## WHAT IS NEEDED
The span to repeat in the listing below runs from the line containing "The yunohost machine" to the line containing "solved the issue.", inclusive. Repeat it exactly, and only it.

## SOURCE DATA
PR #999, opened 2020-05-23
Use system hostname by default for avahi

Gia90:
## The problem

The yunohost machine is registered as `yunohost.local` even when a different system hostname is set.
Running `avahi-resolve-address <yunohost machine IP>` always returns `yunohost.local`.

## Solution

Removing the `host-name` line in `/etc/avahi/avahi-daemon.conf` and restarting the `avahi-daemon` service solved the issue.
As described in the [avahi-demon manual](https://linux.die.net/man/5/avahi-daemon.conf):
> host-name= Set the host name avahi-daemon tries to register on the LAN. **If omited defaults to the system host name as set with the sethostname() system call**.

### DIFF
--- a/data/templates/avahi-daemon/avahi-daemon.conf
+++ b/data/templates/avahi-daemon/avahi-daemon.conf
@@ -19,7 +19,7 @@
 # file!
 
 [server]
-host-name=yunohost
+#host-name=yunohost
 domain-name=local
 #browse-domains=0pointer.de, zeroconf.org
 use-ipv4=yes


alexAubin:
Hmmmm but can you clarif what's the avahi hostname after this PR then ? Is it `$(hostname -s).local` ?

Note that having `yunohost.local` is a "feature" because some people access their server though yunohost.local ... or at least before postinstall ... because it's much easier to remember than having to find out what's the local IP. So I don't know what behavior we want here exactly

Gia90:
The avahi hostname will become `$(hostname).local`.

I was quite confused after reading these lines in the [post install page](https://yunohost.org/#/postinstall):
> If you don't own a domain name and don't want a .nohost.me, .noho.st or .ynh.fr, you can use a local domain. The idea is to configure your router to redirect a local domain name to your server. **For example you could create the yunohost.local domain redirecting to your server in your router**, and now every device on the network will be redirected to your server when accessing yunohost.local. More information on how to setup a local domain can be found here.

## TASK OUTPUT
The yunohost machine is registered as `yunohost.local` even when a different system hostname is set.
Running `avahi-resolve-address <yunohost machine IP>` always returns `yunohost.local`.

## Solution

Removing the `host-name` line in `/etc/avahi/avahi-daemon.conf` and restarting the `avahi-daemon` service solved the issue.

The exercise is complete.